Nostalgia is a complex concept that often includes notions of history without the guilt and an ache of homesickness for things now far away in space and time. Sepha lives in his memories but exists in contemporary Washington, DC. His father haunts him, and Sepha ruminates on their past talks and walks during his daily DC life. It is through his uncle’s letters that Sepha revisits the death of his father, though he never says the word “death.” Sepha recounts the sequence of events without emotion. He never indicates how he feels about these events or how they shaped his life. He remains a detached narrator. This is the function of nostalgia for Sepha: He can recall and remember the people, places, and experiences without having to feel the untenable emotions of those circumstances. Unfortunately, shutting off his feelings means he also cannot experience joy or happiness.

Memory and nostalgia are Sepha’s truth. He uses memories to remind himself of who he will not allow himself to be, what he does not deserve, and to avoid his present:

A man, I told myself, is defined not by his possessions but by the company he keeps. That was a phrase I had stolen from my father, along with this: the character of a man is like the tail of a monkey; it is always behind him. I knew from experience that moments of sorrow and self-pity were the best times to think of these old phrases and axioms. Not because they provided any comfort, but because, like any other deliberate act of memory, they could supplant the present with their own incorrigible truth (59-60).

Memories are all that Sepha has left. He does not know how to look forward, only back. As time marches onward, Sepha and his past are kept in his present. This prevents Sepha from embodying his true present. He desperately wants to be with Judith and Naomi, but they are part of his present and are therefore inaccessible. He instead applies a sense of nostalgia to the present moments with Judith and Naomi, literally presenting them as the past within the narrative’s structure, and even as he experiences them, romanticizing their end. Because of this, Sepha misses the opportunity to look ahead and plan a future. He fails to take advantage of making genuine human connections in the present moment.

Trauma and Avoidance

Sepha’s history and life are marked by traumatic events. Amid a revolution, his father was murdered as a result of Sepha’s political leanings. Sepha was not allowed any time to process this first trauma but was instead immediately sent into an equally life-shattering and harrowing experience as a refugee. Sepha endures various other traumas following these two pivotal moments—American racism, gentrification, etcetera—but the sum of these parts is too great for Sepha to bear:

Left alone behind the counter, I was hit with the sudden terrible and frightening realization that everything I had cared for and loved was either lost or living on without me seven thousand miles away, and that what I had here was not a life, but a poorly constructed substitution made up of one uncle, two friends, a grim store, and a cheap apartment (40-41).

Instead of addressing and working through these realizations, Sepha avoids them entirely. The American dream is one of “pulling yourself up by your bootstraps” and attempting to fulfill your new narrative, and Sepha provides the half-hearted, obligatory efforts to follow these steps.

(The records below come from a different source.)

PR #3732, opened 2021-05-20
Fix some test regressions with recent GDB versions

kinke:


kinke:
@ibuclaw: Do you happen to know something about GDB 10 changes wrt. globals? Like added C++ module support or so? - Still seeing errors like `No symbol "globVal" in current context.` and `'classtypes_gdb.gvar' has unknown type; cast it to its declared type`...

ibuclaw:
@kinke haven't been keeping tabs on it for a while now, so not surprised if it is slowly deteriorating.

PR #3739, opened 2021-05-25
CI: Ship reggae with prebuilt packages

kinke:
Incompatibilities with LDC and Windows in general have recently been fixed. @atilaneves is fine with reggae being included.


.azure-pipelines/6-package.yml
```diff
@@ -43,6 +44,20 @@ steps:
     $DMD -w -de -dip1000 DustMite/dustmite.d DustMite/splitter.d DustMite/polyhash.d -of=bin/dustmite
     cp bin/{rdmd,ddemangle,dustmite} ../installed/bin
   displayName: Build & copy dlang tools
+- bash: |
+    set -ex
+    cd ..
+    git clone --recursive https://github.com/atilaneves/reggae.git
+    cd reggae
+    git checkout "$(cat $BUILD_SOURCESDIRECTORY/packaging/reggae_version)"
+    DFLAGS="-O $DFLAGS" ../host-ldc/bin/dub build -v --build-mode=allAtOnce --combined \
```
kinke, line 53: `--build-mode=allAtOnce` is a workaround for the dub issue fixed in https://github.com/dlang/dub/pull/2135 - compiling & linking at once avoids the 'D-linker-flag' filtering.

`--combined` for a similar effect as LTO, compiling reggae and its dub library dependency to a single object file.

PR #946, opened 2017-12-18
DP-4993 losse eindjes url-state en visueel

boris-arkenaar:


modules/atlas/services/redux/reducer.factory.js
```diff
@@ -34,8 +34,8 @@ import { combineReducers } from 'redux';
                 user: UserReducer
             });
             const filteredState = {
-                ui: oldState.ui,
-                user: oldState.user
+                ui: deprecatedState.ui,
+                user: deprecatedState.user
```
boris-arkenaar: Dat was de fix?! :scream:

RRMoelker: afraid so

PR #963, opened 2018-01-08
Add a lastYear instead of the currentYear to fix that 2018 is shown

aronmartin:


datapunt:

PR #981, opened 2018-01-11
Add fix for scroll-wrapper - IE

aronmartin:


datapunt:

PR #985, opened 2018-01-15
DP-5095 pano18 spike

rmaijers:
todo : check if additional tests about 2018 are needed in hotspot.component.test.js


modules/shared/assets/images/hotspots/2018-hover.svg
```diff
@@ -0,0 +1,17 @@
+<?xml version="1.0" encoding="UTF-8"?>
```
RRMoelker: Svgo?

PR #1014, opened 2018-01-31
Bugfix/dp 5211 map search results

RRMoelker:
Map search results reducer bug fixed and tested


src/map/ducks/search-results/map-search-results.js
```diff
@@ -14,10 +14,7 @@ export default function MapSearchResultsReducer(state = initialState, action) {
       return { ...state, isLoading: true, mapSearchResultsError: null };
 
     case FETCH_MAP_SEARCH_RESULTS_SUCCESS: {
-      const locationId = Object
-        .keys(action.location)
-        .map((key) => action.location[key])
-        .toString();
+      const locationId = Object.values(action.location).toString();
```
aronmartin: Beter! 👍

PR #1059, opened 2018-03-05
DP-5351 Fixed alignment of preview panel in print mode.

boris-arkenaar:
Also fixes DP-5146 (preview panel always displayed with full hight in
print mode).


boris-arkenaar:
test this please

PR #1075, opened 2018-03-12
Back to vh, as the % breaks on IE and FF

vjawala:


src/map/components/detail-result/_map-detail-result.scss
```diff
@@ -75,7 +75,7 @@ $below-list-height: 1px + $map-preview-panel-bottom;
     overflow-y: auto;
 
     .c-dashboard__body--error & {
-      max-height: calc(100% - #{$above-list-height + $below-list-height + $dashboard-error-height}); //NB: fix for IE
+      max-height: calc(100vh - #{$above-list-height + $below-list-height + $dashboard-error-height}); //NB: fix for IE
```
aronmartin: We just had a big refactor because 100vh is not equal 100% of the view height on devices. I think this change will revert that fix

vjawala: ah, clear. I updated it, it should be failsafe now

src/map/components/detail-result/_map-detail-result.scss
```diff
@@ -76,6 +76,12 @@ $below-list-height: 1px + $map-preview-panel-bottom;
 
     .c-dashboard__body--error & {
       max-height: calc(100% - #{$above-list-height + $below-list-height + $dashboard-error-height}); //NB: fix for IE
+
+      // use percentage on mobile, because some mobile devices don't handle vh correctly
+      // use vh on the rest, because in IE and FF the 100% gets calculated on the parent element and not on the window
+      @media screen and (min-width: $breakpoint-sm) {
```
aronmartin: This doens't seem like a proper solution. The 100vh issue is not only on < 539px screens. (Ipad, phone landscape etc)

Maybe you could debug why the 100% max-height is not working? Is max-height: 100% working when `.c-dashboard__body--error` is not appended?

PR #1105, opened 2018-04-04
DP-5401 Not sending auth headers when requesting CMS data

boris-arkenaar:


modules/shared/services/api/api.factory.test.js
```diff
@@ -136,6 +136,18 @@ describe('The api factory', function () {
         $httpBackend.flush();
     });
 
+    it('does not add an Authorization header if specified not to', function () {
+        // Not logged in
+        isLoggedIn = true;
```
vjawala: `// not logged in` -> `isLoggedIn = true;` ?

boris-arkenaar: Nice one :+1:

PR #1109, opened 2018-04-05
Feature/bac 881 aansluiten catalogus op frontend

aditudorache:
This feature is not yet completed but feedback would be welkome


aditudorache:
The detail page is now ready for a review so I dismiss this pull request and open a new one

boris-arkenaar:
@aditudorache Why not just keep using this PR?

aditudorache:
My mistake I think, I'll keep it open next time.

PR #1152, opened 2018-05-16
fix the unit test (only calling render, if the element to render into…

vjawala:
… is found). This is the way it is also done in other parts of the app

### DIFF
--- a/modules/header/components/site-header/site-header.component.test.js
+++ b/modules/header/components/site-header/site-header.component.test.js
@@ -3,7 +3,8 @@ describe('The dp-site-header component', () => {
         $rootScope,
         $window,
         origAuth,
-        mockedUser;
+        mockedUser,
+        $timeout;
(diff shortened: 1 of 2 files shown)


modules/header/components/site-header/site-header.component.test.js
```diff
@@ -55,6 +58,40 @@ describe('The dp-site-header component', () => {
...
+            };
+            spyOn($window.document, 'querySelector').and.returnValue(fakeCandidate);
+            spyOn($window, 'render').and.callThrough();
+            getComponent('', 'short');
+
+            $timeout.flush();
+            expect($window.render).toHaveBeenCalled();
+        });
+
+        it('does not do the react createElement call', () => {
```
boris-arkenaar: It does, or it doesn't. Which one is it? (Be more descriptive.)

But plagued by the emotional consequences of his trauma, the resulting depression and anxiety prevent him from fulfilling those expectations. Sepha is not alone in his avoidance of his traumatic history. Kenneth and Joseph join him, trivializing the coups African nations faced and turning those distressing facts into a game.

While Sepha avoids confronting the trauma in his past, he simultaneously avoids any situations that could lead to further trauma in his future. He associates commitment and love with loss, as exemplified by his father’s death and the distance of his family. He therefore avoids commitment and love in his present, as presented by his relationship with Judith. He also senses brewing conflict within his neighborhood regarding Judith—his friends even refer to it as a coup—further associating Judith with the trauma of his past. Sepha’s fears created by the traumatic events of his past prevent him from developing connections and, therefore, a future.